Codification of science

References to science are common in marketing and have been proven to have positive effects on consumers (Pitrelli et al., Citation2006). Studies of scientific language in skin-care advertisements show that persuasion strategies, such as the presence of science and medical expertise, the presentation of statistics, the mixture of familiar scientific terms with unintelligible scientific terminologies, and positioning products as scientific innovations as an answer to (skin) problems, allow advertisers to take advantage of the social impact of science (Arroyo, Citation2013; Chen, Citation2015). Research of probiotic yoghurt advertising demonstrates that referring to science is a way to stress the products’ positive effects and provide consumers with hope and promises (Burges Watson et al., Citation2009). Also studying the marketing of probiotic yoghurt, Koteyko (Citation2009; see also Koteyko & Nerlick, Citation2007) shows that using references to science is a way to add health-values to the products. Marketers rely on the authority and opaqueness of science and frequently use phrases like ‘research shows’, ‘experts suggest’, and ‘studies have found’. Science can also sometimes be used to, as Jovanovic (Citation2014) points out in her analysis of Becel’s use of statistics, amplify risks and the fear of illnesses associated with competitors’ products. These studies provide important insights into and stress the need to further study the use of science in food marketing, but little to no attention has been paid to the way integrated design and the affordances of infographics are used to recontextualise science for marketisation and legitimisation.

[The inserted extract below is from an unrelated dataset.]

PR #1945, opened 2023-07-26
WIP: deps: Bundle sqfstar, else search sqfstar then tar2sqfs on PATH

### LINKED ISSUE #1941: Bundle recent `sqfstar` from the squashfs-tools project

Given this background, we look at how infographics, with integrated design, are used to transform the language of science for the codification and commodification of food and health discourse. Of course, science is signalled through language and expert statements, but it also relies heavily upon, we show, the affordances of these semiotic resources. As we will also show, infographics and integrated design do not only communicate logic and rationality but also gloss over important details in order to legitimise the drinks. Processes, causalities, relationships, classifications and agency are abstracted or concealed. This allows these products to appear as a quick-fix and one-size-fits-all solution for the demand carried in the neoliberal ideology that we self-care, self-improve and self-manage.

Method and data

The analysis draws on the theory and analytical tools of MCDA (Ledin & Machin, Citation2018; Machin & Myar, Citation2012). Aligned with the basic principles of CDA, MCDA studies the role of discourse in the functioning of social and political life. Discourse here points to a form of knowledge, significant for the way people think and act in particular situations (Fairclough, Citation1992; Foucault, Citation1972; Machin & Myar, Citation2012). The aim is to critically analyse how texts, through language and other semiotic resources, carry discourses that legitimise and maintain social inequalities and injustices and support the interests of the powerful in society.

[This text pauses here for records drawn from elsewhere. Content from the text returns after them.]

PR #1947, opened 2023-07-26
deps: grab newer version of squashfuse with fixed .gitignore

preminger:

https://github.com/vasi/squashfuse/pull/102 adds a few entires that were missing in the project's `.gitignore`. This PR grabs a version with this fix to serve as the bundled `squashfuse` submodule.


dtrudg (approved):
Generally, because this is just a fix to a git status annoyance (and not a critical bug in using singularity), we wouldn't want to bump from a release version of a third party dependency to an unreleased development commit.

In this case, however, the additional stuff that is being brought in lands multi-threaded squashfuse_ll by default... and we are going to need to compile that multi-threaded anyway at some point.

The additional changes look okay to me, and it appears a new release will happen soon.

A key principle of MCDA is to analyse communication as in terms of the choices the communicator deploys from a set of established semiotic resources. Semiotic resources have certain meaning potentials and can be applied for specific contexts and purposes, which means that discourses can be manipulated to sustain certain ideologies (Kress, Citation2010; Van Leeuwen, Citation2005). Semiotic resources are deployed as part of semiotic materials, with which we interact and use as part of social practices, such as a website, a food package, a photograph, an item of clothing, or a list or a graph. These materials have evolved to have affordances, meaning that we do some things, but not others, with them. And the concept of affordances is very important for the analysis we carry out here since the elements and features which comprise infographics and integrated designs bring a very specific set of these.

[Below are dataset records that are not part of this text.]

PR #1964, opened 2023-08-01
Revise CWD creation / symlink handling in native mode (apptainer 1365,1374)

### LINKED ISSUE #1726: Apptainer potential cherry-picks (2023-06-01)
The following should be considered for cherry-picking from Apptainer:

## Straightforward

~~**RFE: Templating Support for Definition File - https://github.com/apptainer/apptainer/pull/1356**
Provides frequently requested definition file templating / build-args. Flags adopted match docker / suggestions in comments, so should be un-controversial for 4.0~~

~~**fix: force casting to uint64 - https://github.com/apptainer/apptainer/pull/1347**
32-bit build fix for instance stats change that originated in CE. Bugfix for main and release-3.11.~~

~~**Add xino=on for writable overlay mount points - https://github.com/apptainer/apptainer/pull/1278/files**
Overlay related fix for inode inconsistency after cache flushing. Bugfix for main and release-3.11.~~

~~**Lookup and store user/group information in stage one prior to creating namespaces - https://github.com/apptainer/apptainer/pull/1368**
Fixes an issue with user lookup on (rare) environments pulling user info from winbind. Bugfix for main and release-3.11.~~

~~**Fix seccomp filters to allow mknod/mknodat syscalls to create pipe/socket** - https://github.com/apptainer/apptainer/pull/1451~~

## Need investigation / discussion

~~**Sort all mount points for a mount tag by shortest destination path first - https://github.com/apptainer/apptainer/pull/1363**
Sorts mount points by depth before mounting, so that a user bind doesn't override a previous bind path. I'm not sure about this one. The semantics of overlapping binds need to be examined carefully. Order does matter with binds, and it's not out of the realms of possibility that there's a situation where we do want to mask a previous bind. At minimum this would be called out as a behaviour change, and for 4.0 only.~~ Not picking this. I remain unconvinced that there aren't valid situations where a CLI bind _should_ be able override binds that come before it.

**Create current working directory in container - https://github.com/apptainer/apptainer/pull/1374**
Tries to revert to >=3.0 <=3.6 behaviour of always creating cwd in container. 3.6 previously reverted to 2.x behaviour of not doing this. Do we want to follow? At minimum this would be called out as a behaviour change, and for 4.0 only.

**Handle CWD symlink schizophrenia between host/container - https://github.com/apptainer/apptainer/pull/1365**
Handle the case where cwd on host and container both contain symlinks, but resolve differently. Don't mount cwd in container in this case, if it already exists. I think this is probably a good one to pick as a bug fix... but needs investigation into whether it's at all tied up with the 2 previous PRs for sensible overall behaviour.

dtrudg:

Cherry-pick two Apptainer PRs:

Create current working directory in container
https://github.com/apptainer/apptainer/pull/1374

fix: Handle CWD symlink differences between host/container
https://github.com/apptainer/apptainer/pull/1365

The effect of these cherry-picks is that we will now create the host CWD path in the container, if it is not already present, so that it can be mounted & entered in more cases.

However, if the CWD exists on the container and inside the host with a path containing symlinks to different locations, we will not perform the mount. There is no other sensible choice in this case.

 - Fixes #1726 

### DIFF
--- a/CHANGELOG.md
+++ b/CHANGELOG.md
@@ -55,6 +55,8 @@
 - When `singularity registry login` is used to login to a public OCI registry,
   the password is not verified at login time.
 - Improved the clarity of `singularity key list` output.
+- Do not mount current working directory when its path in the container and on
+  the host contain symlinks to different locations. 
 
 ### New Features & Functionality
 
--- a/CHANGELOG.md
+++ b/CHANGELOG.md
@@ -56,7 +56,11 @@
   the password is not verified at login time.
 - Improved the clarity of `singularity key list` output.
 - Do not mount current working directory when its path in the container and on
-  the host contain symlinks to different locations. 
+  the host contain symlinks to different locations.
+- Create current working directory in container when it doesn't exist, so that
+  it can be entered. You must now specify `--no-mount home,cwd` instead of just
+  `--no-mount home` to avoid mounting from `$HOME` if you run `singularity` from
+  inside `$HOME`.
 
 ### New Features & Functionality
 
--- a/e2e/actions/actions.go
+++ b/e2e/actions/actions.go
@@ -2332,6 +2332,17 @@ func (c actionTests) actionNoMount(t *testing.T) {
 			testDefault:   true,
 			testContained: true,
 			exit:          0,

Science on the nootropic drinks websites, in regard to how the drinks and the body work, is presented through diagrams, flow charts, lists and bar charts. Such texts have been referred to as ‘new writing’ (Van Leeuwen, Citation2008), in that writing appears not as running sentences but as part of these structures. Ledin and Machin (Citation2018; 2020) describe these forms of communication as ‘integrated design’ to emphasise how affordances of the charts, tables, lists, icons and chunks of language are deployed in ways where meaning arises through their integration. Here meaning, classifications, processes, agency, causalities and co-ordinations are not communicated through running text but are symbolised. Yet at the same time, such integrated designs can connote precision and clarity, breaking down things and processes into precise parts. It suggests that complex processes can be coded into measurable and manageable units. Yet, as Ledin and Machin (2020) show these designs can abstract, conceal and substitute actual causalities, and relationships and shape processes and outcomes in the interest of the communicator.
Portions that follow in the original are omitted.